For the populace, the main attraction is hundreds of yatai stores that line the street leading to the shrine.  It’s so narrow that people can only circulate in one direction, and the stores do a roaring trade in food and games mainly aimed at children.

Meanwhile at the shrine there was an engaging retelling of the story about the shrine’s main deity, Princess Konohanasakuya.  I thought at first it must be a kagura play, but it turned out to be more of a modern musical mixing the traditional style of masks and costumes with a narrator and songs backed by taped accompaniment.

Because of the dispute there were two different processions this year, one starting from Agata Shrine and the other, oddly, from the tabisho which Uji Shrine appeared to have commandeered.  The procession usually takes place after midnight, when lights are turned off to heighten the atmosphere of mystery and darkness.  This year, however, one of the processions set off early and because of the rain this was the one I chose to follow.

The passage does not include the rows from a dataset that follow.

PR #261, opened 2024-04-02
Refactor rm pandas

machow:
This PR removes pandas as a dependency, making it optional. (Great Tables will still support pandas DataFrames as an input!)

Notes:

* It will leave pandas as a dependency for import `great_tables.data` for now.
* `great_tables.exibble` is a pandas DataFrame. We'll use a dynamic getattr module method to error only when `great_tables.exibble` is accessed.

Details:

* Replaced pkg_resources with importlib_resources (see #270)
* Locale data now loaded using builtin csv library
* babel used to validate locales we don't recognize
* added a CI job that runs `tests/test_dependencies.py` w/o pandas installed
* I left in numpy for now, since it's used in a couple places
  - nanoplot aggregation functions
  - in some places to mark missing values
* Added some tests of format utility functions (to make sure I didn't break anything!)
* There's some dynamic magic going on in our `great_tables/__init__.py` to ensure people can still import exibble.
* Set mizani as an optional dependency (in order to use data_color). Per [discussion here](https://github.com/posit-dev/great-tables/pull/261#issuecomment-2040297010), I'll open a new PR to take it out.


Yasin197:
Is this PR related to removing pandas as a hard dependency?

machow:
> Is this PR related to removing pandas as a hard dependency?

Yes! I'm going to have this ready for review by EOW 🤞🏼

Yasin197:
The mizani package dependency forces pandas in great-tables to be >=2.1.0?

Would this mean even though you are making pandas not a hard dependency, the mizani package will still exhibit this?

machow:
> The mizani package dependency forces pandas in great-tables to be >=2.1.0?

Shoot, I forgot about this piece. I'll restrict this PR to removing direct pandas imports from our codebase, and adding safeguards against people accidentally adding them in the future. We've talked through our use of mizani's `gradient_n_pal()`. We should be able to roll a stripped down version of that logic into Great Tables for now (but will do that in a separate PR).

Yasin197:
Thanks, this new PR will still be apart of your upcoming release right? It would make great-tables more pleasant to work with.

.github/scripts/no_pandas.py
```diff
@@ -0,0 +1,72 @@
+# %%
```
machow, line 1: This script runs in the code-check CI and does a static check that pandas imports aren't used.

see https://github.com/posit-dev/great-tables/pull/261/files#diff-38696fb127ded399e74cd12e7529270058aa86df58256e55b02c5b382adf908aR31

.github/workflows/code-checks.yaml
```diff
@@ -18,3 +18,14 @@ jobs:
...
+  optional-deps:
+    name: "Static check optional deps"
+    runs-on: ubuntu-latest
+    steps:
+      - uses: actions/checkout@v4
+      - uses: actions/setup-python@v5
+        with:
+          python-version: "3.10"
+      - run: |
+          python .github/scripts/no_pandas.py great_tables _tbl_data.py data/__init__.py
```
machow, line 31: We exempt..

* _tbl_data because it holds all pandas logic
* `data/__init__.py` so we can punt on it for now

.github/workflows/ci-tests.yaml
```diff
@@ -45,10 +40,25 @@ jobs:
...
+    runs-on: ubuntu-latest
+    steps:
+      - uses: actions/checkout@v4
+      - name: Set up Python
+        uses: actions/setup-python@v5
+        with:
+          python-version: "3.12"
+      - name: Install dependencies
+        run: |
+          pip install -e '.[dev]'
```
machow, line 53: This job is essentially the same as the one above, but we only install `dev` dependencies, rather than `all`

Makefile
```diff
@@ -3,6 +3,9 @@
 test:
 	pytest --cov=great_tables --cov-report=xml
 
+test-no-pandas:
+	pytest tests/test_dependencies.py -m "no_pandas"
```
machow, line 7: we only test this one file, because other tests do top-level imports of pandas. So if you don't have pandas installed, the tests would fail on collection.

great_tables/_boxhead.py
```diff
@@ -166,14 +165,3 @@ def cols_align(self: GTSelf, align: str = "left", columns: Optional[str] = None)
 
     # Set the alignment for each column
     return self._replace(_boxhead=self._boxhead._set_column_aligns(columns, align=align))
-
```
machow, line 169: unused code

great_tables/_data_color/base.py
```diff
@@ -167,6 +166,13 @@ def data_color(
     ```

There were two floats, both borne on the shoulders of men in happi.  One had a fierce looking shishsi (Chinese lion) and the men yelled ‘yoiya, yoiya’.  The other represented Bonten, a kami protector of Buddhism represented by a pole with white paper streamers.  (According to the shrine office at Agata Shrine, when the deity there is transferred to the float, it mutates into Bonten.) Here the men were shouting, ‘Washoi, washoi.’  As the float was carried around, one of the men stood on top and grasped the pole with one hand, his head buried in the paper streamers, with the other hand stretched out in protective manner (images of Bonten often show an arm outstretched like this):

DSCN5031Every so often the floats would stop to be violently rocked or spun around.  This was both exhilarating and dangerous.  In both cases there were men still on the float who clutched the central pole for their dear life as they were rotated 180 degrees or whirled round and round at dizzying speed.  It was as if designed to test the limits of human ability.

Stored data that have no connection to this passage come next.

PR #262, opened 2024-04-02
Include choice of webdrivers in the `.save()` method

rich-iannone:
Previously, using `.save()` to capture a table image as a file required a local install of Chrome/Chromium on the host system. While this is a common browser to have, it can be constraining if Chrome is not available (but other common browsers are). In this PR, we increase this to four browsers:

- chrome
- safari
- firefox
- edge

This is exposed as the `wd=` argument and the default is `"chrome"` (as before). In my testing on Mac, all of them work very well. There is only minimal differences in rendering and quality is basically the same across the different scaling factors. The cropping works equally well across the four webdrivers tested.

Safari does require that you 'Allow remote automation' in the Develop settings (a warning *will* be emitted in the console to this effect). Safari doesn't seem to have headless mode, set that command isn't set. Firefox will appear on the screen during capture (but it does shut down gracefully). Safari does something similar but it steals focus on my system.


Yasin197:
Will this work in a Linux environment?

rich-iannone:
> Will this work in a Linux environment?

It should but we'd need to test it. We won't merge until it is tested with Chrome, Firefox, and Edge in some Linuxes.

rich-iannone:
In testing on Mac, here is the code used (to create individual files, changing `driver` to modify the webdriver used):

```python

import great_tables as gt
from great_tables.data import sp500

start_date = "2010-06-07"
end_date = "2010-06-14"

sp500_mini = sp500[(sp500["date"] >= start_date) & (sp500["date"] <= end_date)]

driver="chrome"

(
    gt.GT(data=sp500_mini)
    .tab_header(title="S&P 500", subtitle=f"{start_date} to {end_date}")
    .fmt_currency(columns=["open", "high", "low", "close"])
    .fmt_date(columns="date", date_style="wd_m_day_year")
    .fmt_number(columns="volume", compact=True)
    .cols_hide(columns="adj_close")
    .save(f"test-{driver}.png", scale=1, wd=driver)
)
```

Here are the results on Mac.

chrome:
test-chrome

safari:
test-safari

firefox:
test-firefox

edge:
test-edge

machow (approved):
WDYT of naming the `wd` argument to `web_driver`? or `driver`? The name is a bit shorter than `window_size`, so it might be nice to expand for consistency.

(I'm not wed to any particular name here, so feel free to keep as is and merge!)

rich-iannone:
I like `"driver"` and totally agree that the current name is too short and non-descriptive. Will make that change soon!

The event made me ponder the nature of such festivals.  In times past the wild abandon and high risk  must have served as release for communities whose lives were characterised by hardship and suffering.  There’s an element of euphoria too, by which participants are taken out of themselves and closer to the spirit world.  In these moments of ‘living on the edge’ comes a real sense of transport and transcendence.  In the wild delirium is a communion of human and kami.

Kagura with Ninigi and Konohanasakuya

Narrator and Princess Konohanasakuya seated to the left, while Ninigi no mikoto receives an adjustment to his costume.

Shishi

The shishi (Chinese lion) that was carried around central Uji to help purify and reinvigorate the area for another year. The shishi has magical powers to repel evil.

Five colours

In the wake of Bonten was a man carrying five coloured cloths (representing the five elements) and wearing a distinctive happi patterned in the manner of the paper strips on Bonten

Every so often there was some serious rocking and rolling...

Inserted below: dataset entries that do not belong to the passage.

Issue #7, opened 2023-10-10
epic: make pandas an optional dependency


machow:
**Edit:** polars support is complete! This issue now tracks only the removing of pandas as a mandatory dependency. This is largely a code cleanup activity, since the machinery to make pandas optional is already in great tables.

~This may take a bit of work, but using the approach in https://github.com/machow/databackend, we should be able to make pandas and polars optional dependencies.~

~There is a data decorator pattern used in `_tbl_data.py` that wraps a dataframe to provide standard methods (e.g. for getting column names). We should be able to use generic functions, so gt can call things like `get_column_names` directly on any DataFrame.~

johnros:
In the meanwhile, worth updating the DT() documentation clarifying that `dataframe` refers to `pd.Dataframe()`.

machow:
Polars is supported (though pandas is still an optional dependency)! I'll update this issue to reflect that the remaining thing is making pandas optional.

PR #271, opened 2024-04-09
feat: remove mizani as dependency, re-implement logic internally

machow:
This PR removes mizani as a dependency, so that we don't transitively depend on scipy and pandas. Note that our internal implementation does not depend on numpy, so that we can drop it as a dependency in a later PR.

This implementation is not as elegant as mizani's, or quite as optimized, but should do well for our purposes.

## Speed

Our default implementation was about 50% slower than mizani in a simple test. But both are very fast for simple table displays (1.52 ms for 1,000 points for ours, 1ms for mizani.)

```python
from great_tables._data_color.palettes import GradientPalette, CoeffSequence
from mizani.palettes import gradient_n_pal

palette = GradientPalette(["red", "orange", "blue", "grey", "yellow", "red", "orange"])
palette2 = GradientPalette(["red", "orange", "blue", "grey", "yellow", "red", "orange"], cls_coeff_sequence=CoeffSequence)
palette3 = gradient_n_pal(["red", "orange", "blue", "grey", "yellow", "red", "orange"])


%%timeit
# internal + bisect lookup: 1.52 ms ± 5.85 µs per loop
palette([x / 1000. for x in range(1000)])

%%timeit
# 1.76 ms ± 6.27 µs per loop
palette2([x / 1000. for x in range(1000)])

%%timeit
# mizani: 1.03 ms ± 9.82 µs per loop
palette3([x / 1000. for x in range(1000)])
```

The main difference is that we're using a simple bisect lookup to find cutoff corresponding to a value (in order to get coefficients for transforming within a cutoff band). Mizani uses a table lookup, which cuts the input/response space into 256 bins.

Fixes: https://github.com/posit-dev/great-tables/issues/7

### DIFF
--- a/tests/data_color/__snapshots__/test_data_color.ambr
+++ b/tests/data_color/__snapshots__/test_data_color.ambr
@@ -137,8 +137,8 @@
     <td class="gt_row gt_left">two</td>
   </tr>
   <tr>
-    <td style="color: #000000; background-color: #73c476;" class="gt_row gt_right">3</td>
-    <td style="color: #000000; background-color: #73c476;" class="gt_row gt_right">8</td>
+    <td style="color: #000000; background-color: #74c476;" class="gt_row gt_right">3</td>
+    <td style="color: #000000; background-color: #74c476;" class="gt_row gt_right">8</td>
     <td class="gt_row gt_left">three</td>
   </tr>
   <tr>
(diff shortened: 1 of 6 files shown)


tests/data_color/__snapshots__/test_data_color.ambr
machow, line 1: AFAICT changes to snapshots are due to differences in rounding (and/or the resolution of mizani's table lookup).

rich-iannone:
Thank you for the huge amount of work you put into this and the related PR! Will review shortly.

rich-iannone (approved):
LGTM!

machow:
@abstractqqq in case it's useful for polars_ds, this PR should remove pandas as a dependency (except for importing from `great_tables.data`, which we'll tackle later!). We should be able to release soon. Definitely let us know if you run into any issues with it.

Issue #175, opened 2024-02-06
Add `opt_table_font()`


machow:
Should be a quick one

https://gt.rstudio.com/reference/opt_table_font.html

machow:
If it's okay, I'm moving this back to the backlog. Please finish out existing issues that have been in TODO for a while, like https://github.com/posit-dev/great-tables/issues/142, https://github.com/posit-dev/great-tables/issues/227, #196

PR #272, opened 2024-04-10
Add the `opt_table_font()` method

rich-iannone:
This adds the `opt_table_font()` method, which can be used for the easy addition of fonts (or a font stack) to the table. Here's an example where a font stack was used:

```python

gt_ex = (
    GT(exibble.head(5), rowname_col="row", groupname_col="group")
    .tab_header("THE HEADING", "(a subtitle)")
    .tab_stubhead("THE STUBHEAD")
    .tab_source_note("THE SOURCE NOTE")
    .opt_table_font(stack="industrial")
)

gt_ex
```
opt_table_font_font_stack

Here's another example where a single font name is prepended to the list of default fonts:

```python

gt_ex = (
    GT(exibble.head(5), rowname_col="row", groupname_col="group")
    .tab_header("THE HEADING", "(a subtitle)")
    .tab_stubhead("THE STUBHEAD")
    .tab_source_note("THE SOURCE NOTE")
    .opt_table_font(font="Comic Sans MS")
)

gt_ex
```

opt_table_font_prepend_font

Fixes: https://github.com/posit-dev/great-tables/issues/175


machow (changes requested):
Hey, thanks for opening. What's the status of #262 and #260? I think we should pause this, in order to finish out prior work.

rich-iannone:
Sounds good. PR #260 is ready for a re-review.

great_tables/_options.py
```diff
@@ -1054,6 +1055,196 @@ def opt_table_outline(
...
+    else:
+
+        # Case where only `font=` is provided and that value is a list of fonts which may be
+        # prepended to the existing fonts or replaced entirely (depending on the `add=` value)
+        if add:
+            combined_fonts = font + existing_fonts
+            res = tab_options(res, table_font_names=combined_fonts)
+
+        else:
+            res = tab_options(res, table_font_names=font)
```
machow, line 1231: It looks like..

* all 3 branches are about setting table_font_names
* 2 of the 3 branches are focused on creating a `combined_fonts` object

Could we try shifting the focus to creating `combined_fonts`, and then setting the table_font_names option after (vs focusing on setting the option)? Something like this...

```python
   if stack is not None:
    
        # Case where value is given to `stack=` and this is a keyword that returns a
        # list of fonts (i.e., the font stack); in this case we combine with `font=` values
        # (if provided) and we *always* replace the existing fonts (`add=` is ignored)
        from great_tables._helpers import system_fonts

        font_stack = system_fonts(name=stack)
        combined_fonts = font + font_stack
    elif add:
        # Case where `font=` is prepended to existing fonts
        combined_fonts = font + existing_fonts
    else:
        # Case where  `font=` replacing existing fonts
        combined_fonts = font
            
    res = tab_options(res, table_font_names=font)
```

Note two potentially useful pieces:

* the big if/elif/else supports the idea in the comment that if stack is set, then add is ignored.
* The comment in the previous else had two conditions ("depending on..."), and here is split into two (i.e. this is split up: `"may be prepended to the existing fonts or replaced entirely (depending on the add= value)"`)

machow (changes requested):
This is looking good! I added two quick comments on code tweaks, but feel free to push back on anything

great_tables/_options.py
```diff
@@ -1054,6 +1055,196 @@ def opt_table_outline(
...
+
+    if weight is not None:
+
+        if isinstance(weight, int) or isinstance(weight, float):
```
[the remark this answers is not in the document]
rich-iannone: Updated so typing of any `*weight=` arg is that of `int`, `float`, or `str`. Now raising a TypeError for other types passed in.

great_tables/_options.py
rich-iannone: Thank you for the recommendation and the detailed explanations here (really helps!). I've made the change so that the conditionals are as above.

Every so often there was some serious rocking and rolling…

...even as the rain came pouring down, making it rough seas for some.

…even as the rain came pouring down, making it rough seas for some.

Konohanasakuyahime

And presiding over it all was the blossom deity, Princess Konohanasakuya, mythical ancestor of the imperial family, whose story is central to the mystery of why the emperors, though born of a divine lineage, are mortal like other humans.

2 Comments

  1. Hugo

    Cool story, you went in the rain last nite…. Determination…..

    • John D.

      Yes and it was not a bad idea because the crowds were heavily reduced and I could get up close to what I wanted. Walking up the streets with stalls was bad enough even with the reduced crowds! Anyway, it was far more comfortable than standing in the heat of a sunny day for hours like you do. That’s true devotion!